Like Campwoods Grounds, homeowners lease their land; however, here they also own co-op shares. They pay an annual maintenance fee of about $2,800, along with school taxes to the town of North Salem and property taxes to either North Salem or the town of Southeast.

The co-op board does look favorably on those who know someone in the community, said Ms. Rubini. “While they are not a diverse community, we are an open-minded co-op,” she said. Of two people she said who were turned down, “one was for financial reasons and the other for multiple DWIs.”

A mix of cultures is what Diane Tolley, 62, a broker for Coldwell Banker Realty in Mendham, N. J. found 30 years ago when she bought a two-bedroom, one-bath cottage for $78,000 at Woodland Lake, a 28-acre co-op that had once been a summer bungalow colony in Mendham, about 32 miles from New York City.

Reasonable house prices are what originally drew Ms. Tolley, then a single mother with three children, to the co-op, which at the time had a mix of Jewish and Irish families. “It’s Mendham’s best-kept secret,” she said. She has since moved out of Woodland Lake, but she has been the broker for subsequent owners of her former home over the years.

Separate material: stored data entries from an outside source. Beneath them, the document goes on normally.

PR #931, opened 2026-03-01
opt: signature compatible when switch channel in the same session

looplj:


looplj:
@gemini-code-assist  review

PR #941, opened 2026-03-02
fix: cap performance chart display to prevent outlier skew

djdembeck:
## Problem

Dashboard performance charts were being rendered unusable by extreme outlier values. For example, when a model reported 171,000 tokens/second (likely due to near-zero latency measurements), this would completely skew the Y-axis scale, making normal performance values (40-100 TPS) appear as flat lines near zero. Users could not visually compare model performance because the chart scale was dominated by unrealistic outliers.

## Solution

This PR implements a **display-layer capping strategy** that:

1. **Preserves data integrity**: Backend continues to return actual calculated values
2. **Caps chart display only**: Frontend limits visual representation to realistic ranges (1000 TPS / 60s TTFT)
3. **Reveals true values on interaction**: Hover tooltips show actual uncapped values
4. **Standardizes minimum latency**: Enforces 10ms floor across frontend and backend to prevent future extreme calculations

### Backend
- Returns actual throughput/TTFT values without capping
- Enforces 10ms minimum latency constant to prevent artificially high TPS calculations

### Frontend
- Capped chart display with dual data keys (capped for rendering, actual for tooltips)
- Fixed Y-axis tick generation to properly show scale maximum
- Legend buttons display actual averages (not capped values)

## Result

- Charts display readable, comparable performance data
- Users can still access true metrics via hover tooltips
- Prevents future outliers through standardized latency minimums

### DIFF
--- a/internal/server/orchestrator/inbound.go
+++ b/internal/server/orchestrator/inbound.go
@@ -194,6 +194,10 @@ func (ts *InboundPersistentStream) _persistResponse(ctx context.Context, respons
 	if ts.perf != nil {
 		firstTokenLatencyMs, requestLatencyMs, _ := ts.perf.Calculate()
 
+		// Enforce minimum latency to prevent extreme TPS calculations
+		requestLatencyMs = biz.ClampLatency(requestLatencyMs)
+		firstTokenLatencyMs = biz.ClampLatency(firstTokenLatencyMs)
+
 		metrics = &biz.LatencyMetrics{
 			LatencyMs: &requestLatencyMs,
 		}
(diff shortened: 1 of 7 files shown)


internal/server/orchestrator/inbound.go
```diff
@@ -194,6 +194,10 @@ func (ts *InboundPersistentStream) _persistResponse(ctx context.Context, respons
 	if ts.perf != nil {
 		firstTokenLatencyMs, requestLatencyMs, _ := ts.perf.Calculate()
 
+		// Enforce minimum latency to prevent extreme TPS calculations
+		requestLatencyMs = biz.ClampLatency(requestLatencyMs)
```
looplj: we can move the logic to Calculate internal to avoid repeat and easy to missing

djdembeck: @looplj should be all set now :+1:

looplj (approved):

looplj:
All the changes not related to agent will merge to release/v0.9.x branch.

The unstable branch may be unstable for a while, will use release/v0.9.x to release bugfix

PR #945, opened 2026-03-03
feat(dashboard): add all-time token statistics

djdembeck:
This PR adds all-time token statistics to the dashboard, showing cumulative token usage across the entire history of the system. The all-time stats are displayed alongside existing time-range filters (day, week, month) in the Token Stats card.

Screenshot from 2026-03-03 13-13-48

### All-Time Token Statistics
- **New "All" time range tab** in the Token Stats card showing cumulative statistics
- **Real-time aggregation** from usage logs for accurate totals
- **Stale-while-revalidate caching** for optimal performance without sacrificing freshness

### Data Freshness Indicator
- **Info icon with tooltip** (desktop) and **popover** (mobile) showing when all-time stats were last updated
- **Reserved space** prevents layout shift when the icon appears/disappears
- **44x44px touch targets** on mobile for accessibility compliance

### Backend Implementation
- **Stale-while-revalidate caching** with configurable TTL values:
  - Soft TTL (default: 1 hour): Serves stale data while refreshing asynchronously
  - Hard TTL (default: 24 hours): Forces synchronous refresh when exceeded
- **Automatic cache invalidation** when new usage logs are created
- **UTC timestamps** for consistent timezone handling
- **Singleflight pattern** prevents cache stampede under load
- **Thread-safe operations** with proper mutex locking

### Configuration
New optional `dashboard` section in `config.yml`:
```yaml
dashboard:
  all_time_token_stats_soft_ttl: 1h
  all_time_token_stats_hard_ttl: 24h
```

## Technical Details
- Aggregates data from `usage_logs` table for complete historical accuracy
- Cache is invalidated via callback when `UsageLogService` creates new logs
- Uses atomic operations and singleflight for concurrent request handling
- All timestamps use UTC to avoid timezone discrepancies

## UI/UX Improvements
- Added `IconInfoCircle` from @tabler/icons-react for the freshness indicator
- Responsive design with Tooltip for desktop and Popover for mobile
- Fixed-size containers prevent layout shifts when switching time ranges

### DIFF
--- a/frontend/src/features/dashboard/components/token-stats-card.tsx
+++ b/frontend/src/features/dashboard/components/token-stats-card.tsx
@@ -1,13 +1,29 @@
 import { useState } from 'react';
 import { BarChart4 } from 'lucide-react';
+import { IconInfoCircle } from '@tabler/icons-react';
 import { useTranslation } from 'react-i18next';
 import { formatNumber } from '@/utils/format-number';
 import { Card, CardContent, CardHeader, CardTitle } from '@/components/ui/card';
 import { Skeleton } from '@/components/ui/skeleton';
 import { Tabs, TabsList, TabsTrigger } from '@/components/ui/tabs';
+import { Tooltip, TooltipContent, TooltipProvider, TooltipTrigger } from '@/components/ui/tooltip';
+import { Popover, PopoverContent, PopoverTrigger } from '@/components/ui/popover';
 import { useTokenStats } from '../data/dashboard';
 
 type TimeRange = 'allTime' | 'thisMonth' | 'thisWeek' | 'thisDay';
+
+function formatLastUpdated(timestamp: string | null): string {
+  if (!timestamp) return '';
+  const date = new Date(timestamp);
+  return date.toLocaleString('en-US', {
+    month: 'short',
+    day: 'numeric',
+    year: 'numeric',
+    hour: 'numeric',
+    minute: '2-digit',
+    hour12: true,
+  });
+}
 
 export function TokenStatsCard() {
   const { t } = useTranslation();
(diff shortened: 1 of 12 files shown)


internal/server/config.go
```diff
@@ -19,12 +19,26 @@ type Config struct {
 	// LLMRequestTimeout is the maximum duration for processing a request to LLM.
 	LLMRequestTimeout time.Duration `conf:"llm_request_timeout" yaml:"llm_request_timeout" json:"llm_request_timeout"`
 
-	Trace tracing.Config `conf:"trace" yaml:"trace" json:"trace"`
```
looplj, line 22: We should set default values in the conf package

frontend/src/features/dashboard/components/token-stats-card.tsx
```diff
@@ -1,16 +1,76 @@
...
 import { useTranslation } from 'react-i18next';
 import { formatNumber } from '@/utils/format-number';
 import { Card, CardContent, CardHeader, CardTitle } from '@/components/ui/card';
 import { Skeleton } from '@/components/ui/skeleton';
 import { Tabs, TabsList, TabsTrigger } from '@/components/ui/tabs';
+import { Tooltip, TooltipContent, TooltipProvider, TooltipTrigger } from '@/components/ui/tooltip';
+import { Popover, PopoverContent, PopoverTrigger } from '@/components/ui/popover';
 import { useTokenStats } from '../data/dashboard';
 
-type TimeRange = 'thisMonth' | 'thisWeek' | 'thisDay';
```
looplj, line 10: We should show thisDay by default. And maybe we can change the allTime to lazy loading when use switch to allTime

djdembeck: That behaviour is unchanged (thisDay remains default):
https://github.com/looplj/axonhub/pull/945/changes/BASE..c41da589d5227f939f9e89784768541921913a58#diff-6959369d5fdc2c2f7935eab652623b80f88b887cdbca8b8cbad88233e862416eR75

internal/server/config.go
djdembeck: Done 👍

PR #979, opened 2026-03-07
fix: unnecessary exposure of DB port

PA733:
There's no need to expose PG's port, cuz Axonhub can connect to PG via its internal network. The same for MySQL.
Exposure by default may introduce high risks of data lose (especially with default passwd of `axonhub_password`).
Please consider merge this patch ASAP.

### DIFF
--- a/docker-compose.yml
+++ b/docker-compose.yml
@@ -22,8 +22,6 @@ services:
       POSTGRES_PASSWORD: ${DB_PASSWORD:-axonhub_password}
     volumes:
       - postgres_data:/var/lib/postgresql/data
-    ports:
-      - "5432:5432"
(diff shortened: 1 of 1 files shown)


PA733:
> ## Code Review
> This pull request correctly removes the exposed port for the PostgreSQL service in `docker-compose.yml`, which is an important security improvement as services can communicate over the internal Docker network. My review suggests applying this security principle consistently to the MySQL example configuration within the same file to ensure all provided examples are secure by default.
> 
> I am having trouble creating individual review comments. Click here to see my feedback.

You're right, the same patch applied for MySQL servvice.

looplj (approved):

PR #997, opened 2026-03-08
Handle unsupported metrics exporter types

utafrali:
When metrics are enabled with an unsupported exporter type, the code would panic because the switch statement was missing a default case. Added proper error handling for that scenario, plus tests for disabled metrics and unsupported exporter types.


looplj:
Thanks for the PR. 

The unstable branch is for the v1.0, it will be unstable for a while, we use the release/v0.9.x to release the fix. Please pr based the on the  branch release/v0.9.x .

BTW the metrics are very imperfect for now, maybe we will improve it in the future.

PR #1043, opened 2026-03-12
fix(gc): batch deletes to reduce WAL/lock pressure

doubaoyui:
## What
Reduce GC cleanup WAL/lock spikes by deleting old rows in bounded batches.

## How
- Query only IDs for each batch (avoid loading full rows).
- Delete by ID batch and use affected rows for accounting/logging.
- Guard against a non-empty selected batch deleting 0 rows to avoid a busy loop.

## Verification
- go test ./internal/server/gc


looplj:
可以复用吗，而不是每个地方写一个循环。

PR #1052, opened 2026-03-13
fix: preserve JSON-like string values in header override

GhostFlying:
## Problem
When setting header override values with JSON-like strings (e.g., `{"session_id":"843634473"}`), the previous implementation used `fmt.Sprintf("%v", renderedValue)` which incorrectly formatted the value as a Go map literal with `map[` prefix (e.g., `map[session_id:843634473]`), corrupting the original JSON format.
## Solution
- Replace `renderOverrideValue` with `renderTemplate` to ensure proper string rendering
- Remove `fmt.Sprintf("%v", ...)` formatting and pass the rendered value directly to preserve the original JSON string format
## Changes
- `internal/server/orchestrator/override.go`: Fixed header value assignment in `applyOverrideOperationToHeaders`
- `internal/server/orchestrator/override_test.go`: Added `TestOverrideHeadersKeepJSONLikeString` to verify JSON-like strings are preserved without `map[` prefix
## Test Coverage
New test validates preservation of:
- Mixed-case JSON keys (camelCase)
- Underscore and hyphenated keys
- Complete JSON structure without `map[` prefix contamination

### DIFF
--- a/internal/server/orchestrator/override.go
+++ b/internal/server/orchestrator/override.go
@@ -4,7 +4,6 @@ import (
 	"bytes"
 	"context"
 	"encoding/json"
-	"fmt"
 	"net/http"
 	"strings"
 	"text/template"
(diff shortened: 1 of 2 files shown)


looplj:
ci 挂了

GhostFlying:
我修下

looplj (approved):

PR #1059, opened 2026-03-14
fix(orchestrator): preserve completed responses on client disconnect

Chengxiwei:
## What this fixes

When the client disconnects near the end of a streamed response, AxonHub may observe `ctx` cancellation before the local stream consumer sees the terminal event.

In the `Claude Code -> AxonHub -> Codex` chain, that can misclassify an actually completed response as canceled / failed even though the full response has already been streamed upstream.

## Approach

This update keeps the completion proof generic instead of special-casing OpenAI Responses status values.

The outbound finalization logic now treats a response as completed when either:

- an explicit terminal event was observed
- or aggregation succeeds and `meta.Usage != nil`

At the same time:

- explicit upstream stream errors still remain failures
- `ctx` cancellation alone is no longer treated as automatic failure if completion has already been proven
- missing usage is not treated as proof of failure; it is just absence of one completion signal

## Why this shape

The maintainer feedback was to avoid protocol-specific completion handling in the orchestrator.

Using aggregated usage as an additional positive completion signal makes the rule work across providers / formats that already populate usage on complete responses, while still preserving terminal-event-based completion for streams that do not rely on usage.

## Tests

This PR includes:

- targeted orchestrator regression coverage in `internal/server/orchestrator/outbound_test.go`
- an integration-style client-disconnect regression in `integration_test/openai/responses/streaming/client_disconnect_test.go`

Covered cases include:

- missing usage does not count as aggregated completion
- aggregated usage counts as completion
- client cancel after the response is effectively complete is still persisted as completed
- explicit stream errors still remain failures

## Verification

- `go test ./internal/server/orchestrator/...`

### DIFF
--- a/internal/server/orchestrator/outbound.go
+++ b/internal/server/orchestrator/outbound.go
@@ -106,6 +106,7 @@ func (ts *OutboundPersistentStream) Close() error {
 	// even if there's a context cancellation error. This handles the case where
 	// the client disconnects immediately after receiving the last chunk.
 	if ts.state.StreamCompleted {
+		ts.logFinalizationDecision(ctx, "terminal_event_completed", streamErr, ctxErr, true, nil)
 		// Stream completed successfully - perform final persistence
 		log.Debug(ctx, "Stream completed successfully (received [DONE]), performing final persistence")
 		ts.persistResponseChunks(ctx)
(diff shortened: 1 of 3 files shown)


looplj:
应该可以做的通用一点，不需要针对 response 特殊处理。

 agg 以后，如果 usage 有数据，应该就是完整的了

Chengxiwei:
Updated this based on your suggestion.

The completion check is now generic instead of special-casing Responses:
- explicit terminal events still count as completion
- after aggregation, `meta.Usage != nil` is treated as an additional positive completion signal
- explicit upstream stream errors still remain failures

So `ctx` cancellation by itself no longer forces a failed / canceled outcome if completion has already been proven.

I also cleaned up the earlier review leftovers around the removed status-based path and kept the regression coverage for the client-disconnect case.

internal/server/orchestrator/outbound.go
```diff
@@ -106,25 +107,79 @@ func (ts *OutboundPersistentStream) Close() error {
...
+			}
+		}
+
+		return ts.stream.Close()
+	}
+
+	var responseBody []byte
+	var meta llm.ResponseMeta
+	var aggErr error
+	aggregatedStatus := ""
```
looplj: 这个应该不需要了

Chengxiwei: 已删掉，这里确实不需要单独保留 `aggregatedStatus`。现在只保留通用的 `aggregatedCompleted` 判定和相关决策日志。

internal/server/orchestrator/outbound.go
```diff
@@ -136,12 +191,61 @@ func (ts *OutboundPersistentStream) Close() error {
...
+		decision = "completed_via_chunk_persistence"
+	}
+	ts.logFinalizationDecision(ctx, decision, streamErr, ctxErr, aggregatedStatus, aggregatedCompleted, aggErr)
 
-	ts.persistResponseChunks(ctx)
+	if len(responseBody) > 0 {
+		ts.persistAggregatedResponse(context.WithoutCancel(ctx), responseBody, meta)
+	} else {
+		ts.persistResponseChunks(ctx)
+	}
```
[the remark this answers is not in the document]
Chengxiwei: Kept the fallback here on purpose. `aggregatedCompleted` only means aggregation produced enough completion proof (currently via `meta.Usage != nil`); it does not strictly guarantee that every transformer will also return a non-empty `responseBody`. So I kept the `persistResponseChunks` path as a defensive fallback instead of collapsing this block to `persistAggregatedResponse` only.

looplj (approved):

None of the 36 houses there are now for sale, but a two-bedroom, one-bath house with taxes of $4,596 and a monthly maintenance fee of $335 recently sold for $257,000.

Over the last six months, the average sale price of a Mendham home outside the co-op was $922,581 with taxes of about $19,000, said Bryan Seavey, a broker with Turpin Realtors in Mendham. Recent Zillow listings included a $439,000, two-bedroom, two-bath home with taxes of about $8,780, and a $7,495,000, nine-bedroom house with a tax bill of $127,685.

Mr. Seavey, who is also a builder, recently renovated and rented out five two-bedroom, one-bath cottages in Mendham that he believes were once part of a bungalow colony in the 1930s. The houses from the former colony are now just part of the larger Mendham community, but they tend to be less expensive than other homes in the area because of their smaller size.